The UFC returns to Halifax, Nova Scotia on February 19, 2017. Recently it was announced that Stefan Struve and Junior Dos Santos will headline the event.

Something these fighters may not know is how much they may be able to demand for headlining this card. Perhaps $380,000, maybe even more.

Unlike most North American jurisdictions, Nova Scotia has a unique legislative requirement on the books for prize fighters. Section 58 of Nova Scotia’s Boxing Authority Regulations (which apply to MMA bouts by virtue of the definition of boxing set out in s. 2(3) of the Regulations) require that The minimum percentage of the receipts to be paid to boxers in the main boxing match shall be not less than 10% for each boxer.

The last time the UFC came to Halifax the live gate receipts flirted close to $1,000,000. Assuming a repeat this would mean a minimum purse of $100k per fighter to comply with the law.

The language of section 58, however, does not appear limited to the live gate. The Regulation uses the broad word ‘receipts’. The Nova Scotia Boxing Authority Act defines gross gate receipts to include all money collected in respect of a boxing match including all television and film royalties. In other words, the fighters may be able to legally demand 10% of all the the UFC’s revenues pro-rated to this event.

With the UFC Fox deal being reportedly worth $115 million annually and with Fox televising 41 events in 2016 means a pro-rated value of $2.8 million per event. 10% of this is $280,000 and when added to the speculated gate you reach $380,000 for each headliner. Other revenue streams can be factored in to bolster this potential number even higher.

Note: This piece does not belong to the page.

PR #804, opened 2018-06-07
Display the line on which a parse error occurs

awjchen:
This PR works towards improving the error messages in hledger by displaying the line of source on which a parse error occured. This was done by (1) embedding the source positions and the source itself into megaparsec's custom error type, and (2) by using megaparsec's `parseErrorPretty'` function, which was modified to suit our needs.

What if the UFC don’t comply with this section? What recourse would fighters have? They would be able to ask the Nova Scotia Boxing Authority to force compliance. If that fell short the fighters can turn to court.

Some have asked me if this means going to Court in Nevada. As the UFC class action plaintiff’s learned UFC contracts contain a ‘choice of venue’ clause for all lawsuits involving the interpretation of the contracts. Interestingly this likely would not apply, however, as such a lawsuit would not be a contractual dispute rather an action based on enforcing a local statutory requirement. In other words, this amount applies regardless of what a UFC contract has to say.

A lawsuit using the power of s. 58 can be quite revealing as, if successful, it would force the UFC open their books and account for all revenue streams pro-rated to the event. Time will tell these fighters will take advantage of this powerful legal protection.

Author Erik Magraken is a British Columbia litigation lawyer, combat sports law consultant, founder of the Combat Law Sports Blog, and deeply appreciated UGer.